March 27, 2006 by elenamary



 FIGHTING FOR THE IRISH

My daddy is Irish. I know I focus a lot more on my Mexican side and it is mostly, I think because it is more recent. I’ve never been to Ireland. I know a lot less about Irish culture than I do about Mexican culture. In fact my Irish upbringing is some watered down Irish-Americanism. It is my dad hanging up a picture of RFK and JFK next to our Aztec calendar. It is my father getting tipsy while watching soccer games and singing Irish folk songs. It is my Irish-American grandfather making sure I went to “good” Irish Catholic mass. It is my uncle Kevin, telling my mom to make sure us kids never married English.

My Irish side is stereotypically Irish-American along with me having a disdain for those colonizing English.

My Mexican side is much more ubiquitous because I grew up with it. I lived in Mexico, went to school in Mexico, visit it frequently, still have friends and close family there. My Mexican mother became a citizen only a couple years ago, while my Irish-American father has had family here in Ohio for generations.

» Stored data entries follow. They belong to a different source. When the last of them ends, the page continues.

PR #2993, opened 2024-06-17
EnumMode enum option

oldergod:
This takes precedence over the newly created `KotlinTarget#enumMode` to allow granular migration.

Extension registered here https://github.com/protocolbuffers/protobuf/pull/17158

### DIFF
--- a/wire-gradle-plugin/src/test/projects/kotlin-enum-mode/src/main/proto/enum/geology/period.proto
+++ b/wire-gradle-plugin/src/test/projects/kotlin-enum-mode/src/main/proto/enum/geology/period.proto
@@ -1,0 +1,33 @@
+syntax = "proto2";
+
+package enum.geology;
+
+import "wire/extensions.proto";
+
+option java_package = "com.squareup.enum.geology";
+
+// Target is set to "enum_class" so the option should not have any effect.
+enum Period {
+  option (wire.enum_mode) = "enum_class";
+  CRETACEOUS = 1;
+  JURASSIC = 2;
+  TRIASSIC = 3;
+}
+
+// Target is set to "enum_class" so the option should takes precedence.
+enum Continent {
+  option (wire.enum_mode) = "sealed_class";
+  AFRICA = 0;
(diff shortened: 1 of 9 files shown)


wire-schema/src/jvmMain/resources/wire/extensions.proto
```diff
@@ -43,6 +43,18 @@ extend google.protobuf.FieldOptions {
...
+extend google.protobuf.EnumOptions {
+  /**
+   * Defines how an enum type is to be generated. This is only supported by Kotlin generation.
+   * - 'enum_class': the enum type will be generated as a Kotlin enum class.
+   * - 'sealed_class': the enum type will be generated as a Kotlin sealed class.
+   *
+   * When set, the value of this option takes precedence over the global enum mode that may be set
+   * at the Kotlin target level in the Wire Gradle plugin.
+   */
+  optional string enum_mode = 1190;
```
oldergod, line 55: even though `enum_class` and `sealed_class` are Kotlin words, I think we'd wanna use this option on Java generation as well later, even if they are less explicit.
Hence the option name to `enum_mode` instead of something like `kotlin_enum`

wire-gradle-plugin/src/test/projects/kotlin-enum-mode/src/main/proto/enum/geology/period.proto
```diff
@@ -0,0 +1,33 @@
...
+
+package enum.geology;
+
+import "wire/extensions.proto";
+
+option java_package = "com.squareup.enum.geology";
+
+// Target is set to "enum_class" so the option should not have any effect.
+enum Period {
+  option (wire.enum_mode) = "enum_class";
```
swankjesse, line 11: Love this

wire-schema/src/jvmMain/resources/wire/extensions.proto
swankjesse: I like it

swankjesse (approved):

Anyway, I’ve been thinking about this because yesterday at the rally someone from the Irish Lobby For Immigration Reform spoke and mentioned 50,000 undocumented Irish in the United States. I think that is something many of us forget is that there are many undocumented people here, not just from Mexico, not just from Latin America, but from all over the world.

I think the Irish-Mexican combination makes a lot of sense particularly in terms of Catholicism and immigration.

Reminds me of a quote from Bernadette Devlin McAliskey an Irish civil rights leader:

I was not very long there until, like water, I found my own level. ‘My people’ the people who know about oppression, discrimination, prejudice, poverty and the frustration and despair that they produce were not Irish Americans. They were black, Puerto Rican, Chicano. And those who were supposed to be ‘my people’, the Irish Americans who know about English misrule and the Famine and supported the civil-rights movement at home, and knew that Partition and England were the cause of the problem, looked and sounded to me like Orangemen. They said exactly the same things about blacks that the loyalists said about us at home. In New York, I was given the key to the city by the mayor, an honour not to be sneezed at. I gave it to the Black Panthers.


No Comments »

  1. James says:

    Irish? I thought you were… some *other* northern European heritage of which you disdain.

  2. xine says:

    That is so awesome!! It reminds me of an article I read last night in the New Yorker about young Iranian dissidents, one of whom identifies very strongly with hip-hop culture in the U.S. He says 50 cent and Eminem have so much to say about the Iranian political situation, oppression, underdogness etc.

  3. Roni says:

    “It is my dad hanging up a picture of RFK and JFK next to our Aztec calendar.”

    Chica does this mean we’re all a little Irish? Somewhere there’s a beautiful portrait of JFK that my great-grandma had in her home. And I know many other family members who also have the Kennedy pics up. Of course, next to the Pope, but we have an Aztec calendar! heehee

  4. antonio says:

    There’s actually a rider on the bill that makes it unapplicable to Irish undocs. there was an article about it in the NY Times a couple weeks ago.